Everyone’s talking about the ten-year, one-trillion-dollar public-private partnership opportunity that President Trump has proposed to modernize American infrastructure. You may even be among the many businesses across the nation weighing the potential risks versus rewards of pursuing such lucrative government contracts – if and when they come to fruition of course. But it doesn’t – and shouldn’t – take such significant spending commitments to entice companies to do business with the government. With federal, state and local agencies posting thousands of new solicitations every day, there are many opportunities out there for companies to vie for contracts – and win. That’s why many organizations that have traditionally serviced only private sector customers are increasingly shifting their focus towards public sector opportunities that align with their categorical expertise. At the same time, many companies are considering a more drastic expansion of their goods and/or services portfolios to pursue growth opportunities in the Administration’s priority sectors: infrastructure, energy, transportation, IT and defense.  (Sometimes, the grass can be greener on the “other side” right?)

Not So Fast

It’s not always easy to make a fast switch from commodities or services to construction, for example.

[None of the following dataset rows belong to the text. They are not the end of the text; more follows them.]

PR #1710, opened 2022-01-12
Fix selected filter tags from overflowing

mbice:
Selected filter tags that are really long will overflow the container. This PR fixes that so they don't exceed the size of the container and the ellipsis overflow is correctly applied.

So it goes from this:

image

To this:

image

Thanks!


wobba:
Thank you :)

Here’s why:

  • You’ll need extra capital to secure several types of “insurance” – bid guarantees, performance bonds and payment bonds – from a surety before you can compete for construction contracts over a certain value.
  • Bid guarantees protect you and the government against unexpected liabilities in case you’re ultimately unable to enter into the proposed agreement for any reason – if the government’s intent was to award your company the contract (i.e. if you were the lowest bidder in an RFP or IFB).
  • Performance bonds protect the government in case you’re unable to fulfill your contractual obligations at any point during the project.
  • Payment bonds protect your employees and/or subcontractors. If, at any point, you’re unable to pay your laborers, the Department of Labor can intervene and pull from your payment bond to compensate (i.e. back pay) them.

Understanding Payment Schedules is Crucial

To that extent, you must remember that payment for construction contracts is based on progress. You will typically invoice the government every 14 days; however, the invoice amount will be based on the percentage of the project that has been completed. For example, if you complete 10% of a $100K project in the first two weeks, your first invoice would be for $10K. Then, since construction payments are net 14 payments, it will still take another two weeks before you will be paid. Therefore, you must have the capital means to pay your employees accordingly while you wait for reimbursement from the government.

Some construction contracts are solicited as RFPs and can be awarded based on past performance evaluation factors. If you’re a newcomer to construction, a lack of past performance in this category can challenge your ability to compete – even if you are a top performer in a service or commodity realm. Therefore, it may be smart to seek out IFBs (i.e. bids) first since they only evaluate responses and award contracts based on lowest price. This will you give an opportunity to establish a performance record and, in the near future, become competitive for all construction opportunities. 

What Does This All Mean For You?

Whether you’re just testing the waters by pursuing a few small dollar solicitations or hinging your company’s entire growth strategy on winning new government business:

  • Never rush to abandon your current business model or blindly broaden your scope of operations in “hopes” of securing more government business. Balance your resources to equally support your current income-drivers and your new business pursuits. After all, your business needs to be stable, and in good standing with existing customers, in order to meet government vendor qualifications.
  • Always evaluate the risks vs. rewards of pursuing contracts in a new category. Will your increased investment lead to an even greater payoff? Will you be profitable on every project, even if unexpected costs are incurred? Remember, even if the risks of your new business strategy or expanded investments appear low, your desired ROI may not be immediate.
  • If you do your homework and prepare a solid strategy, you will eventually win government contracts – which will open up the door to more government opportunities and, therefore, drive more growth for your business.